**REQUIRED ACTION**
Using the data below, count the lines where "Adds" appears, and answer with the number alone.

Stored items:
PR #5, opened 2023-07-20
Fix some permlinks

xianzhidu:


axlearn/vision/augment.py
```diff
@@ -86,7 +86,7 @@ def _convert_translation_to_transform(translations: tf.Tensor) -> tf.Tensor:
 
     Returns:
         A transformation matrix of shape (num_images, 8) to be used by
-        https://github.com/keras-team/keras/blob/v2.9.0/keras/layers/preprocessing/image_preprocessing.py#L898-L985
```
markblee, line 89: FWIW I think tags are ok too.

markblee (approved):

markblee (approved):

PR #20, opened 2023-08-03
torch: attention softmax as float32 for bf16

gyin94:


ruomingp (approved):
Is there a unittest that can be updated?

gyin94:
@ruomingp good question. the unit test is running on CPU. May need to figure out how pytorch community is running bfloat16 for their implementation

PR #32, opened 2023-08-07
Adds T5-UL2 configuration

mehrnaztavan:
add UL2 architecture https://arxiv.org/pdf/2205.05131.pdf


markblee (approved):
Thanks! Should we also make the PR title a bit more specific (e.g., "Adds T5-UL2 configuration")? IIRC, UL2 can also refer to the pretraining objective, which seems to be out of scope of this PR.

PR #35, opened 2023-08-11
Add Request ID to HTTP requests

jiya-zhang:
Potentially fixing recent error while creating queued resource

### DIFF
--- a/axlearn/gcp/tpu.py
+++ b/axlearn/gcp/tpu.py
@@ -7,6 +7,7 @@ import json
 import pathlib
 import re
 import time
+import uuid
 from dataclasses import dataclass
 from datetime import datetime
 from typing import Any, Dict, List, Optional, Sequence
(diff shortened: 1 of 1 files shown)


markblee (commented):
As sync'ed offline, it seems like we're still hitting the 409's even with the unique ID.

ruomingp:
Do we still need this PR?

jiya-zhang:
@ruomingp Sorry this thread hasn't been the top priority but I can look into this now after my ooo. I believe some users are still seeing an error to create TPU on the first try and we'd like to improve the user experience, but the account team is stuck on reproducing the issue (haven't been able to repro)

ruomingp:
> @ruomingp Sorry this thread hasn't been the top priority but I can look into this now after my ooo. I believe some users are still seeing an error to create TPU on the first try and we'd like to improve the user experience, but the account team is stuck on reproducing the issue (haven't been able to repro)

Got it. Thank you!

**RESULT**
2